Not everyone in the mental health industry agrees with the medical model of “mental illness” and not all of its detractors are scientologists. Back in the 1990s, Paula J. Caplan (www.PaulaJCaplan.net) wrote a book called “They Say You’re Crazy: How the World’s Most Powerful Psychiatrists Decide Who’s Normal.” She exposed the of the DSM (Diagnostic Statistical Manual of Mental Disorders.) The writers of the DSM (a manual used by medical professionals to diagnose patients with mental illnesses) decide what personality characteristics or behaviors constitute mental illness. As the DSM authors are mostly conservative white males, their definition of mental illness is biased and arbitrary. For example, homosexuality was once listed as a mental illness until the writers of the DSM changed their minds and decided it wasn’t. Just like that, millions of homosexuals were cured of “mental illness” by the fickleness of a DSM author’s pen (or perhaps keystroke.)
Psychologist Bruce Levine (www.BruceLevine.net) has also been decrying the mental health system’s emphasis on medicating rather than assisting people in solving their problems.

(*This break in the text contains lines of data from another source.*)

PR #106, opened 2024-02-08
Add worker bridge

afsalthaj:
* The parts gateway code in cloud changed for the following before moving to OSS, as the new worker-bridge
   * optimisations in parsing, that we really parse request and response mapping to actual types only if there are comparison nodes in the expression, making the code simpler elsewhere
   * Renamings, and package namings, and cleanups
   * Removal of ApiDeployment, Certificate, DomainRegistry etc
   * Removal of Project and Account
 
 * Documentation on integration with Tyk including instructiions. More cleanups here to come
 * Docker image, and docker compose and CI
 
 
 More details to follow: Tyk's middleware isn't working for me, and this will complete a proper example. Currently I am able to integrate and make requests through Tyk already reusing all its features
 
 
 Please note that the code is not one to one, and there are many changes between cloud and the code here. 
 A few tasks that's in my radar is porting API request validating, metrics etc.
 
 
 
## Things in progress

- [x]  Proper error types (to a great extent)

- [x]  Fix 9 failed tests related to expr that came in as part of the test case (2 more)
          test result: FAILED. 100 passed; 2 failed; 1 ignored; 0 measured; 0 filtered out; finished in 30.96s 

- [x]  Make sure we have an example with Tyk's middleware working and documented

- [x]  Make sure we reuse a feature in Tyk - probably caching, and ensure we are not hitting worker instance when hitting cache

- [x] Further clean ups if required

- [x] Keep adding more documentations and ideas.

- [x] Docker compose examples for API Gateway integration
- [x] Allow special characters in path(found a bug that endpoint path cannot have hiphens)
- [x] Choose OAS Spec for Tyk
- [x] Fix a bug that allowed "/" to match any path spec and add tests

### Follow up PR:

* Remove Box<dyn Error> when executing worker
* Local Environment Run without Redis
* Validation of API
* Better APiRegistrationError with version as part of ApiDefinition key
* metrics


afsalthaj:
As of now, I managed to integrate with Tyk

```scala
url -X GET http://localhost:8080/hmmm -H "X-Tyk-Authorization: foo" 

[[{"name":"hmm","price":10.0,"product-id":"hmm","quantity":2}]]%
```

.github/workflows/ci.yaml
```diff
@@ -166,6 +167,20 @@ jobs:
           platforms: ${{ env.PLATFORMS }}
           tags: ${{ steps.meta-golem-service.outputs.tags }}
           labels: ${{ steps.meta-golem-service.outputs.labels }}
+      - name: Extract metadata (tags, labels) for golem worker bridge
+        id: meta-golem-worker-bridge
+        uses: docker/metadata-action@v5
+        with:
+          images: golemservices/golem-worker-bridge
+      - name: Build and push cloud server image
```
justcoon, line 175: cloud server image -> worker bridge image

golem-worker-bridge/src/register.rs
```diff
@@ -0,0 +1,309 @@
...
+    pub async fn new(config: &RedisConfig) -> Result<RedisApiRegistry, Box<dyn Error>> {
+        let pool = golem_common::redis::RedisPool::configured(config).await?;
+        Ok(Self { pool })
+    }
+}
+
+#[async_trait]
+impl RegisterApiDefinition for RedisApiRegistry {
+    async fn register(&self, definition: &ApiDefinition) -> Result<(), Box<dyn Error>> {
+        debug!("Register account: id: {}", definition.id);
```
justcoon, line 89: `account`  should be removed from log messages, same in other cases

justcoon:
@afsalthaj binding vs template validation is missing, are you planning to add it?

afsalthaj:
Template validation will be added in next PR. I am hoping I can port your code as is.

I cherrypicked code because for technical reasons. Now that I don't think we can copy paste things as it is due to lot of renamings and implementation differences

Please give me some time next week, and I will re-add some validations

adamgfraser (approved):

PR #111, opened 2024-02-10
kube helm chart for golem-services

justcoon:
- template storage - persistence volume claim (in next version, support for different storage will be added: S3)
- golem-service - disabled health check - latest released version do not have health check  (changes are already in main, needs to be released)
- redis auth  - disabled  - latest released version do not have support for username and password (changes are already in main, needs to be released)


afsalthaj (approved):
LGTM

PR #112, opened 2024-02-11
WIP: Open api to worker bridge

afsalthaj:
Now we can upload the same open-api doc to both worker-bridge and external API gateways


afsalthaj:
Too early, let me make an example that work with shopping-cart

PR #113, opened 2024-02-12
Open api to worker bridge

afsalthaj:
Please wait before review/merge, as this PR is really meant to showcase a functionality which I would like to discuss within the team.  This is kept open to see what's going on.

This is more of an inspiration from Tyk.

Tyk is a popular API gateway. We can configure Tyk is it's own configuration language called Classic API definition.
But Tyk also document the fact, users already have an API documentation as an Open API spec for their backend service. So Tyk exposes a functionality where it accepts the OpenAPI format configuration language, such that users have the option to upload the same open api spec into Tyk, and they can configure the rest in UI, or as patch request.

This is exactly what I did here with worker bridge too.
Worker bridge can accept worker-bridge specific configuration language. If users are using this configuration, then they need to write a separate configuration mandatory for Tyk. With this PR, worker-bridge can also accept Open API spec format to define worker bridge functionality as well as all endpoints. By doing this, users have the option to upload the same API definition doc in Tyk as well as worker bridge. Note that, this is not limiting the language power of workerbridge, because we are using extension format of OpenAPI where you can simply put a worker bridge specific configuration.


golem-worker-bridge/src/oas_worker_bridge.rs
```diff
@@ -0,0 +1,125 @@
...
+
+pub fn get_api_definition(open_api: &str) -> Result<ApiDefinition, String> {
+    dbg!(open_api);
+    let openapi: OpenAPI = serde_json::from_str(open_api).map_err(|e| e.to_string())?;
+    let version = Version(openapi.info.version);
+    let id = ApiDefinitionId(
+        openapi
+            .extensions
+            .iter()
+            .find(|(key, _)| key.to_lowercase() == "x-api-definition-id")
```
justcoon, line 19: i would do `x-api-definition-id` -> `x-golem-api-definition-id` - if it is golem specific

afsalthaj: This is very rough PR, I can take reviews soon

afsalthaj: Will fix in next PR. Right now I got working examples, and didn't want to go through testing it again

justcoon: maybe is good to have constants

Unfortunately, such whistleblowers appear to be a minority. The majority of psychologists, social workers and psychiatrists are, like most of us, afraid of losing their jobs. Even more disturbing is that many of them are just as unable to think for themselves and to recognize flaws in the system on their own. Perhaps we need a psychologist to analyze the psychologists, to find out why so many of them are addicted to conformity.